• **TO DO**
The reply must consist of the entire listing, reproduced exactly.
########
PR #15188, opened 2021-08-09
Feature: Add ride index to TrackRemoveAction

CorySanin:
I only want "ride" to be an arg property for the GameActionEventArgs object in the plugin API. If there's a simpler and/or better way to accomplish that, I'm all ears 👂

### DIFF
--- a/distribution/changelog.txt
+++ b/distribution/changelog.txt
@@ -2,6 +2,7 @@
 ------------------------------------------------------------------------
 - Feature: [#15084] [Plugin] Add "vehicle.crash" hook.
 - Feature: [#15143] Added a shortcut key for Giant Screenshot.
+- Feature: [#15188] Add ride index to TrackRemoveAction
 - Fix: [#13465] Creating a scenario based on a won save game results in a scenario that’s instantly won.
 - Fix: [#14316] Closing the Track Designs Manager window causes broken state.
 - Fix: [#14667] “Extreme Hawaiian Island” has unpurchaseable land tiles (original bug).
--- a/src/openrct2-ui/windows/RideConstruction.cpp
+++ b/src/openrct2-ui/windows/RideConstruction.cpp
@@ -1930,7 +1930,7 @@ static void window_ride_construction_mouseup_demolish(rct_window* w)
     }
 
     auto trackRemoveAction = TrackRemoveAction(
-        _currentTrackPieceType, 0,
+        _currentRideIndex, _currentTrackPieceType, 0,
         { _currentTrackBegin.x, _currentTrackBegin.y, _currentTrackBegin.z, _currentTrackPieceDirection });
 
     trackRemoveAction.SetCallback([=](const GameAction* ga, const GameActions::Result* result) {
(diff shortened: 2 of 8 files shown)


duncanspumpkin:
What are you trying to achieve here? You're adding an extra parameter for no reason afaik

CorySanin:
Like I said, the goal is to be able to know the ride associated with a `trackremove` event in the API. For events like `trackplace` for instance, there's a `ride` property in the event's `args` object. The omission of this property is causing problems with one of my plugins. What would you recommend?

Gymnasiast:
The action _itself_ clearly shows you can fetch the ride id using `tileElement->AsTrack()->GetRideIndex()`. It would make far more sense to create a private method for getting the `TrackElement`, then using that for the visitor code, rather than requiring everyone to supply it for no good reason.

CorySanin:
I tried something like that but I was getting a seg fault 😕 I'll give it another shot though

duncanspumpkin:
Can you show us your plugin code you have and perhaps we can help.

IntelOrca:
One of the issues with this is that the caller is now assuming that it will only remove track pieces that have that ride ID - but the behaviour is still only to remove all pieces at the given location regardless of ride ID. Unless this behaviour were to change, I don't think the ride ID should be given to it. It would be much better to store the ride ID in the game action result instead.

CorySanin:
> 
> 
> Can you show us your plugin code you have and perhaps we can help.

[Here ya go](https://github.com/CorySanin/openrct2-ffa-plugin-suite/blob/master/src/ownership.ts#L14)

Some regulars on my server discovered that track pieces can be removed even if the ride doesn't belong to them. The ride just needs to be closed.

IntelOrca:
@CorySanin what specifically in your plugin / script was triggering a segfault?

CorySanin:
> 
> 
> @CorySanin what specifically in your plugin / script was triggering a segfault?

The segfault only occurred with the implementation @Gymnasiast suggested. In `AcceptParameters` (the "visitor" code), if I add the following:

```
    TileElement* tileElement = map_get_first_element_at(_origin);
    ride_id_t rideIndex = tileElement->AsTrack()->GetRideIndex();
    visitor.Visit("ride", rideIndex);
```

Calling `GetRideIndex()` causes a segfault.

Broxzier:
`map_get_first_element_at` gives back the first element on the tile. You need to iterate the map elements on that tile until you find the track piece. Since the first element is most likely a surface element, `tileElement->AsTrack()` will return `nullptr`.

Gymnasiast:
The code at https://github.com/OpenRCT2/OpenRCT2/pull/15188/files#diff-d00f029bb4c4cc8edd562c91a7bc8cf4b3206d82883204e0ddb83a92670b8947R264-R300 is responsible for getting the track element. You can spin that off into its own function, returning either the TileElement or nullptr if it cannot be found. Then you can call that function from both the existing location and from the place where you add the ride index to the visitor code.

duncanspumpkin:
I think we can close this then since you can just get the ride id from within the plug-in code (get track tile, get ride id)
########
• **SOLVED PROBLEM**
PR #15188, opened 2021-08-09
Feature: Add ride index to TrackRemoveAction

CorySanin:
I only want "ride" to be an arg property for the GameActionEventArgs object in the plugin API. If there's a simpler and/or better way to accomplish that, I'm all ears 👂

### DIFF
--- a/distribution/changelog.txt
+++ b/distribution/changelog.txt
@@ -2,6 +2,7 @@
 ------------------------------------------------------------------------
 - Feature: [#15084] [Plugin] Add "vehicle.crash" hook.
 - Feature: [#15143] Added a shortcut key for Giant Screenshot.
+- Feature: [#15188] Add ride index to TrackRemoveAction
 - Fix: [#13465] Creating a scenario based on a won save game results in a scenario that’s instantly won.
 - Fix: [#14316] Closing the Track Designs Manager window causes broken state.
 - Fix: [#14667] “Extreme Hawaiian Island” has unpurchaseable land tiles (original bug).
--- a/src/openrct2-ui/windows/RideConstruction.cpp
+++ b/src/openrct2-ui/windows/RideConstruction.cpp
@@ -1930,7 +1930,7 @@ static void window_ride_construction_mouseup_demolish(rct_window* w)
     }
 
     auto trackRemoveAction = TrackRemoveAction(
-        _currentTrackPieceType, 0,
+        _currentRideIndex, _currentTrackPieceType, 0,
         { _currentTrackBegin.x, _currentTrackBegin.y, _currentTrackBegin.z, _currentTrackPieceDirection });
 
     trackRemoveAction.SetCallback([=](const GameAction* ga, const GameActions::Result* result) {
(diff shortened: 2 of 8 files shown)


duncanspumpkin:
What are you trying to achieve here? You're adding an extra parameter for no reason afaik

CorySanin:
Like I said, the goal is to be able to know the ride associated with a `trackremove` event in the API. For events like `trackplace` for instance, there's a `ride` property in the event's `args` object. The omission of this property is causing problems with one of my plugins. What would you recommend?

Gymnasiast:
The action _itself_ clearly shows you can fetch the ride id using `tileElement->AsTrack()->GetRideIndex()`. It would make far more sense to create a private method for getting the `TrackElement`, then using that for the visitor code, rather than requiring everyone to supply it for no good reason.

CorySanin:
I tried something like that but I was getting a seg fault 😕 I'll give it another shot though

duncanspumpkin:
Can you show us your plugin code you have and perhaps we can help.

IntelOrca:
One of the issues with this is that the caller is now assuming that it will only remove track pieces that have that ride ID - but the behaviour is still only to remove all pieces at the given location regardless of ride ID. Unless this behaviour were to change, I don't think the ride ID should be given to it. It would be much better to store the ride ID in the game action result instead.

CorySanin:
> 
> 
> Can you show us your plugin code you have and perhaps we can help.

[Here ya go](https://github.com/CorySanin/openrct2-ffa-plugin-suite/blob/master/src/ownership.ts#L14)

Some regulars on my server discovered that track pieces can be removed even if the ride doesn't belong to them. The ride just needs to be closed.

IntelOrca:
@CorySanin what specifically in your plugin / script was triggering a segfault?

CorySanin:
> 
> 
> @CorySanin what specifically in your plugin / script was triggering a segfault?

The segfault only occurred with the implementation @Gymnasiast suggested. In `AcceptParameters` (the "visitor" code), if I add the following:

```
    TileElement* tileElement = map_get_first_element_at(_origin);
    ride_id_t rideIndex = tileElement->AsTrack()->GetRideIndex();
    visitor.Visit("ride", rideIndex);
```

Calling `GetRideIndex()` causes a segfault.

Broxzier:
`map_get_first_element_at` gives back the first element on the tile. You need to iterate the map elements on that tile until you find the track piece. Since the first element is most likely a surface element, `tileElement->AsTrack()` will return `nullptr`.

Gymnasiast:
The code at https://github.com/OpenRCT2/OpenRCT2/pull/15188/files#diff-d00f029bb4c4cc8edd562c91a7bc8cf4b3206d82883204e0ddb83a92670b8947R264-R300 is responsible for getting the track element. You can spin that off into its own function, returning either the TileElement or nullptr if it cannot be found. Then you can call that function from both the existing location and from the place where you add the ride index to the visitor code.

duncanspumpkin:
I think we can close this then since you can just get the ride id from within the plug-in code (get track tile, get ride id)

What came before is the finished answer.